On October 21, 2019, the Chatham Township Planning Board held a 5-hour, 30-minute meeting where it approved the site plans for the connected projects at Dixiedale for 53 multi-family luxury townhomes on the 30-acre property located between Hillside Avenue and River Road, and the 24 affordable housing units on Southern Boulevard at the site or the Skate Park.

None of those warnings about court rulings mattered to the River Road residents who said that the committee's plans hurt their property values and made it "personal."

Frank Plantemoli, a 34-year resident of River Road, said that even though homes are not in the price range of other Chatham Township neighborhoods, "We're not toothless and barefoot on River Road."

Resident Vince Ferrito asserted that because the committee picked what he considered the "worst option" of River Road for affordable housing units, he doesn't believe a "builders remedy" lawsuit could make the situation worse. See his remarks to Mayor Kelly in the video below.

The Chatham Township Committee reconsidered its November decision to hand over the municipal building for the construction of 65 affordable housing units when it received fierce opposition to the plan from residents of Candace Lane and homes near the Meyersville Road site. A tentative agreement was reached with the court mediator to place 62 affordable housing units on River Road, which was made public on Feb. 26.

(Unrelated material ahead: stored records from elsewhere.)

PR #466, opened 2020-07-27
464 publish date

### LINKED ISSUE #464: Support TrieDateField for publish date
Current schema does not support a date field we can use to run date functions against. Adding TrieDateField support in the schema would support publish date boosting and other date-based calculations. 
#463

MikeNGarrett:
Fixes #464 by changing `readme.md`

### DIFF
--- a/README.md
+++ b/README.md
@@ -1,12 +1,12 @@
 # Solr Search for WordPress #
-**Contributors:** getpantheon, Outlandish Josh, 10up, collinsinternet, andrew.taylor, danielbachhuber, mattleff  
-**Tags:** search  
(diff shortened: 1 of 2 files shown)


danielbachhuber:
@MikeNGarrett It looks like there's a lot more in this diff than I'd expect. Also, the README.md is built from the readme.txt; sorry I didn't mention that before.

Can you add the change to readme.txt, and then build README.md?

MikeNGarrett:
@danielbachhuber Switched.

danielbachhuber:
@MikeNGarrett Looks great, thanks! I appreciate the 'Common issues' section too.

PR #473, opened 2020-11-25
Move build matrix to CircleCI

danielbachhuber:


danielbachhuber:
@kshaner Any ideas on what I might need to do in order to interface with your Solr docker image correctly?

kshaner:
@danielbachhuber I assume you would just have to target the container on docker hub and mount or copy the solr power schema file into the container at /opt/apache-solr-3.6.2/example/solr/conf/schema.xml. My dockerfile is fairly straightforward and was based on the bash install script in the repo. I'm not a CircleCI user myself, so I'm not 100% sure of their capabilities.

When I use this I have a docker-compose file at the root of the site that looks like this:

```yml
version: '3'

services:
    solr:
        image: kshaner/solr:latest
        ports:
            - '8988:8983'
        volumes:
            - ./wp-content/uploads/solr-for-wordpress-on-pantheon/schema.xml:/opt/apache-solr-3.6.2/example/solr/conf/schema.xml
            - solr-data:/opt/apache-solr-3.6.2/example/solr
volumes:
    solr-data:
```

If not using a custom schema, I just mount the schema file directly from the solr-power directory and the non standard port is only if using multiple instances, it defaults to 8983.

danielbachhuber:
> I assume you would just have to target the container on docker hub and mount or copy the solr power schema file into the container at /opt/apache-solr-3.6.2/example/solr/conf/schema.xml.

Ah, yeah that is the nut of the problem:

image

It looks like CircleCI doesn't support the same volume mounting approach you take: https://support.circleci.com/hc/en-us/articles/360007324514-How-can-I-use-Docker-volume-mounting-on-CircleCI-

Hm...

kshaner:
Looks like you could also use the `docker cp` command as shown here: https://circleci.com/docs/2.0/building-docker-images/#mounting-folders. The schema file in this instance is very similar to a config file.

danielbachhuber:
@kshaner Thanks for the tip. I tried that (see above) but it looks like I'm going to run into the separation of environments issue: https://circleci.com/docs/2.0/building-docker-images/#separation-of-environments

I suppose I'll just need to build my own container.

danielbachhuber:
@kshaner Thanks again for your help! I managed to get it working 💪

kshaner:
Nice! that was going to be next suggestion. I tend to use a lot of custom schemas so I wouldn't want to change my build to a hard coded schema file.

PR #478, opened 2020-12-03
Readme files: Fixing subcommand options

yuri-pochepko:
Bring Readme files to a current state for a index subcommand.

We also need to change it at https://wordpress.org/plugins/solr-power/


danielbachhuber (approved):
👍 Great catch!

PR #500, opened 2021-07-27
Remove style and script tag content

PatelUtkarsh:
`strip_tags` preserve content from style and script tags, Some of the Gutenberg blocks like to have inline script / style which appears in search results.

### DIFF
--- a/includes/class-solrpower-sync.php
+++ b/includes/class-solrpower-sync.php
@@ -270,7 +270,7 @@ class SolrPower_Sync {
 			}
 			$doc->setField( 'post_name', $post_info->post_name );
 			$doc->setField( 'post_title', $post_info->post_title );
-			$doc->setField( 'post_content', strip_tags( $post_info->post_content ) );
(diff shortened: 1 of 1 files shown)


danielbachhuber:
Hey @PatelUtkarsh !

> `strip_tags` preserve content from style and script tags, Some of the Gutenberg blocks like to have inline script / style which appears in search results.

I'm not 100% I understand. Can you share an example of what you're trying to solve for?

PatelUtkarsh:
Hello @danielbachhuber :) 

We are having a style tag as the starting of the `post_content` which results in an output of style as the post doesn't have `post_excerpt` details filled in causing style content to show up in the result when using with solr.

Example difference: 

> wp_strip_all_tags('<style>.bold{ font-weight: 700; }</style>')

Outputs to '' (empty string)

> strip_tags('<style>.bold{ font-weight: 700; }</style>');

Outputs to `.bold{ font-weight: 700; }`

danielbachhuber (approved):
👍 Makes sense, thanks for the explanation! I'll have v2.2.5 tagged shortly.

Issue #512, opened 2022-02-22
PHP 8 Deprecation Notices: Required parameter $section follows optional parameter $page


kshaner:
With WP_DEBUG on there are deprecation notices on front and back end:

```
PHP Deprecated:  Required parameter $section follows optional parameter $page in /var/www/wp-content/plugins/solr-power/includes/class-solrpower-options.php on line 589
```
Since it's a private method, and all usage seems to explicitly specify the $page, $section, and $type arguments, it would appear to be safe to specify a default value for $section and $page which gets rid of these deprecation notices.

danielbachhuber:
🔨

PR #513, opened 2022-02-22
Fix PHP 8 deprecations in class-solrpower-options.php

kshaner:
Fixes deprecation notices mentioned in #512


danielbachhuber (approved):
Thanks @kshaner !

PR #521, opened 2022-03-25
Found posts don't need to be mapped for posts_pre_query

### LINKED ISSUE #520: Issue with page search because of hierarchy and id=>parent fields
Our page search has been broken and all arrows point to the`posts_pre_query` filter in the `SolrPower_WP_Query` class.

The next day at the regular meeting of the Township Committee, River Road residents spoke up to say they were blindsided by the decision, much like the residents of Mountainview Road and Candace Lane expressed when the November announcement about the municipal building was made.

The current negotiated plan will go before Superior Court Judge Michael Gaus on Friday, March 13 and, if approved by the judge, Chatham Township will have to show that it is in compliance with the December 2018 affordable housing settlement at a court date in mid-June 2020.

Candace Lane residents Ashley and Chris Felice filed a civil lawsuit in January against the township's decision to name the municipal building as the site for 65 affordable housing units. Kelly said the Felice legal action was a "nuisance" lawsuit and said, "You're not going to win that lawsuit, in my opinion."

But Joseph Dryer of Huron Drive was counted among a number of residents who said a lawsuit was the best way to fight the committee's decision. He suggested that residents pool their money in the video below.

Susan Zwick, a resident of River Road, said that building on the steep slope is an "assault on the neighborhood" and would affect every Chatham Township resident because of the liability it will cause. (See her remarks in video below).

Kelly explained that "steep slope" restrictions put in place by Chatham Township can be ignored by the state when making decisions about affordable housing sites. See his remarks in the video below.

When questioned about when they could see the reasoning behind the selection of the River Road site, Kelly said that it would be detailed in a power-point presentation at the Thursday, March 12 Chatham Township Committee meeting (see video below).